A l'Est, rien de nouveau ! B. Grieu en Roumanie et Bulgarie (à propos de l’élargissement de l’Europe).
Par Benoit Grieu, :: Autour de la mer Noire (Bulgarie, Roumanie, Moldavie, Géorgie, Turquie, Ukraine).
De l’Alsace à Budapest : Olivier me dépose sur une aire de service et j’embarque immédiatement dans un semi-remorque avec un chauffeur germanophone après avoir abordé un turcophone et un hispanophone dans leur langue d’origine. A l’aire de service du circuit d’hockenheim, je fais demi-tour en traversant le pont qui surplombe l’autoroute et repars en sens contraire direction Walldorf Kreuz(ung) puis l’autobahn A6 tout droit jusqu’à l’aire de service Hohenfranken tankstelle avec un jeune qui se dirige vers Allen.
Au moment ou je descends mon sac du coffre de la voiture garée en épi, une autre passe à côté et lorsqu’elle nous a dépassé, je peux reconnaître une plaque d’immatriculation hongroise. Le chauffeur avait sa vitre ouverte et je pouvais l’interpeller mais comment pouvais-je savoir qu’il était probablement magyar ? Il m’eût suffit, l’oeil aux aguets, de regarder la plaque avant qu’il ne nous dépasse. Un moment d’égarement, la concentration se relâche et tout fout le camp. J’ai loupé le coche!
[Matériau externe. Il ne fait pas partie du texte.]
PR #1016, opened 2019-08-31
Fix cooldowns of fire abilities with a duration, getClosestEntity, and Surge Wall diagonal check

PhanaticD:
## Fixes
* Fixes getClosestEntity to not rely on a distance check for if the entity is returned, but instead purely get the closest entity from getEntitiesAroundPoint
* Fixes SurgeWall to not do that new diagonal check, fixes Ice wall glitching out

## Misc. Changes
* Changes JetBlaze hitbox size, was way too big
* Changes FireJet, WallOfFire, and the FireJet Combos cooldowns to activate when the move completes

### DIFF
--- a/src/com/projectkorra/projectkorra/firebending/combo/JetBlaze.java
+++ b/src/com/projectkorra/projectkorra/firebending/combo/JetBlaze.java
@@ -88,7 +88,6 @@ public class JetBlaze extends FireAbility implements ComboAbility {
 				this.remove();
 				return;
 			}
-			this.bPlayer.addCooldown("JetBlaze", this.cooldown);
 			this.firstTime = false;
 		} else if (System.currentTimeMillis() - this.time > this.duration) {
 			this.remove();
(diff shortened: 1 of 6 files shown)


src/com/projectkorra/projectkorra/firebending/combo/JetBlaze.java
```diff
@@ -103,7 +103,7 @@ public void progress() {
 			fs.setDensity(8);
 			fs.setSpread(1.0F);
 			fs.setUseNewParticles(true);
-			fs.setCollisionRadius(3);
+			fs.setCollisionRadius(2);
```
xNuminousx: Couldn't this just be configurable?

PhanaticD: probably, but it wasnt initially, and also I know they are doing a big config update didn't want to mess that up

xNuminousx: Didn’t think those changes were going to be implemented until the next update, not this one.

PR #1021, opened 2019-08-31
Fix WaterReturn not finding bottles after potions

Mowstyl:
## Additions
Static Function that returns the slot id of the first water bottle found, -1 if none found. Used to not repeat code that should be the same (hasWaterBottle and emptyWaterBottle start finding this index, but they don't use the same code).

## Fixes
Fixes an error in hasWaterBottle function. In the former version of the WaterReturn.java file, hasWaterBottle only tests if the first item with Material.POTION in the inventory is of type PotionType.WATER. Having a random potion in the inventory in any slot before a Water Bottle makes this to return false, instead of checking all the potions in the Player Inventory. This causes the player to be unable to use the bottle as a water source. The new code checks all the potions.

## Misc. Changes
Since the items in an inventory aren't usually sorted (players don't sort items by id in their inventories), the "contains" method iterates all over the items on the inventory until it finds one with the specified material. The "first" method does the same, but instead of returning a boolean, it gives us the slot index of the item or -1 if not found. Since in "fillBottle" method we are going to calculate that index after checking whether the item is in the inventory or not, I've calculated this index with the "first" method and checking if it is greater or equals than 0 (not -1). Doing so we don't repeat the search task and we have a little improvement in efficiency terms.

### DIFF
--- a/src/com/projectkorra/projectkorra/waterbending/util/WaterReturn.java
+++ b/src/com/projectkorra/projectkorra/waterbending/util/WaterReturn.java
@@ -154,7 +154,7 @@ public class WaterReturn extends WaterAbility {
 			int aux = index;
 			index = -1;
 			for (int i = aux; i < inventory.getSize(); i++) {
-				if (inventory.getItem(i).getType() == Material.POTION) {
+				if (inventory.getItem(i) != null && inventory.getItem(i).getType() == Material.POTION && inventory.getItem(i).hasItemMeta()) {
 					final PotionMeta meta = (PotionMeta) inventory.getItem(i).getItemMeta();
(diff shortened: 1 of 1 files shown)


Simplicitee:
Did you fully test this to ensure it works?

Mowstyl:
It works in the cases it didn't work (having a potion in the hotbar and the water bottle in the inventory), so yes, I've tested it.
Thanks for your quick review.

Mowstyl

Mowstyl:
Checking the logs I've found a NullPointerException. I'm fixing it, in 5 minutes I'll commit the fix.

Mowstyl:
Fixed, I forgot that an empty slot returns null. Sorry for that. I've just retested it and now the console is free of exceptions, and everything works as expected.

PR #1022, opened 2019-09-01
fix fly glitch in FireJet

PhanaticD:
## Fixes
* Fixes fly glitch done when double tapping space on removal of firejet


ChristopherWMM:
This is not the proper fix for the issue, you should be using the FlightHandler, the information must not be initialized properly within it.

PhanaticD:
it doesnt fast enough

PR #1026, opened 2019-09-25
skip invincible toggled for metalclips

PhanaticD:
## Fixes
* Fixes metalclip working on players with invincible toggled


ChristopherWMM:
Included in your other PR, maybe by accident but included nonetheless.

PR #1032, opened 2019-10-22
Fix NPE in Help Command

Simplicitee:
## Fixes
* Fixes NPE in help command by removing unnecessary side-plugin usage strings.

### DIFF
--- a/src/com/projectkorra/projectkorra/command/HelpCommand.java
+++ b/src/com/projectkorra/projectkorra/command/HelpCommand.java
@@ -35,9 +35,6 @@ public class HelpCommand extends PKCommand {
 	private final String avatar;
 	private final String invalidTopic;
 	private final String usage;
-	private final String rpgUsage;
-	private final String spiritsUsage;
-	private final String itemsUsage;
 
 	public HelpCommand() {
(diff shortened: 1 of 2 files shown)


src/com/projectkorra/projectkorra/command/HelpCommand.java
```diff
@@ -54,9 +51,6 @@ public HelpCommand() {
 		this.avatar = ConfigManager.languageConfig.get().getString("Commands.Help.Elements.Avatar");
 		this.invalidTopic = ConfigManager.languageConfig.get().getString("Commands.Help.InvalidTopic");
 		this.usage = ConfigManager.languageConfig.get().getString("Commands.Help.Usage");
-		this.rpgUsage = ConfigManager.languageConfig.get().getString("Command.Help.RPGUsage");
```
ChristopherWMM: The NPE was most likely happening because this config path `Command.Help.RPGUsage` has a typo in it and should be `Commands.Help.RPGUsage` as shown on https://github.com/ProjectKorra/ProjectKorra/pull/1032/files#diff-b8a8bb8eeca244e5a83b003a6a0940acL169. However, we should strive to decouple Core from the side plugins so this change is okay for now. I think a better hot fix would just be fixing the config path.

PR #1039, opened 2019-12-29
synchronize display command headers

xNuminousx:
Just a personal suggestion.

## Misc. Changes
* Synchronizes the display command header for a more clean, uniform look.

Screen Shot 2019-09-07 at 9 14 46 PM


xNuminousx:
> Thank you, I do agree the uniform look is much nicer. Perhaps underlining it might also make it look better?

I haven’t tried it but judging from experience the underline will overlap the letters directly below the header and won’t look good.

xNuminousx:
With underline.
Screen Shot 2019-12-31 at 5 34 45 PM

Varhagna:
Unfortunate, oh well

On peut toujours se consoler en se disant que seul au volant, il n’allait pas là-bas, en Hongrie où était immatriculé la voiture. Un autre chauffeur avec une plaque autrichienne ornée du W pour Wien (Vienne en autrichien) auquel je demande un passage me prétend qu’il n'y va pas. Je prétends qu’il ment mais ne lui montre rien de mes certitudes. Je ne suis pas là pour polémiquer mais un vendredi, les gens rentrent à la maison surtout s’ils sont dans la bonne direction pour aller vers l’Est.
Les Autrichiens sont rarement sympas lorsque l’on s’adresse à eux, limite xénophobes. Il suffit d’en parler aux routiers des pays de l’Est qui contournent tous l’Autriche à cause des taxes routières et de la sévérité de ses représentants de la loi" chargés de la faire appliquer. Les Turcs, les Roumains, les Serbes transitent par Prague et Brno (République Tchèque) puis Bratislava (Slovaquie) avant de rejoindre Budapest.
Qu’est-ce qui fait que de petits évènements insignifiants surviennent – on laisse passer une chance, cette voiture qui se rendait directement à Budapest – sans changer le cours de notre vie ? Je n’ai pas pu la saisir – la chance, l’opportunité – elle m’a filée entre les doigts…
Qu’a cela ne tienne, il y aura bien un autre signe du destin car sur la petite échelle d’une journée de 24h00, il s’agit bien de destinée dont je parle. Il suffit d’agrandir l’image et c’est à l’échelle d’une vie que nous travaillons. Vol direct ou avec escale ? Atteindre son but par « la voie détournée », c’est ce que bon nombre d’entre nous font – même s’ils en sont conscients ou le réalisent – alors qu’il existe une « voie directe » plus simple. Pourquoi nous échappe-t-elle ?
L’occasion qui suit immatriculée en république Tchèque. Est-ce « je » qui décide ou bien les évènements qui le font à ma place ? Il aurait été plus court de passer par l’Autriche mais voilà que je retombe dans mes petits travers et vais transiter par Prague.
Est-ce que je ne suis pas en train de surfer sur une vague comme celle de cette flopée de camions qui me transportent, tel le courant principal d’énergie qui nous entraîne et ne nous laisse que peu de pouvoir de décisions. Je peux me dire que, encore une fois, j’ai quelque chose à faire à Prague.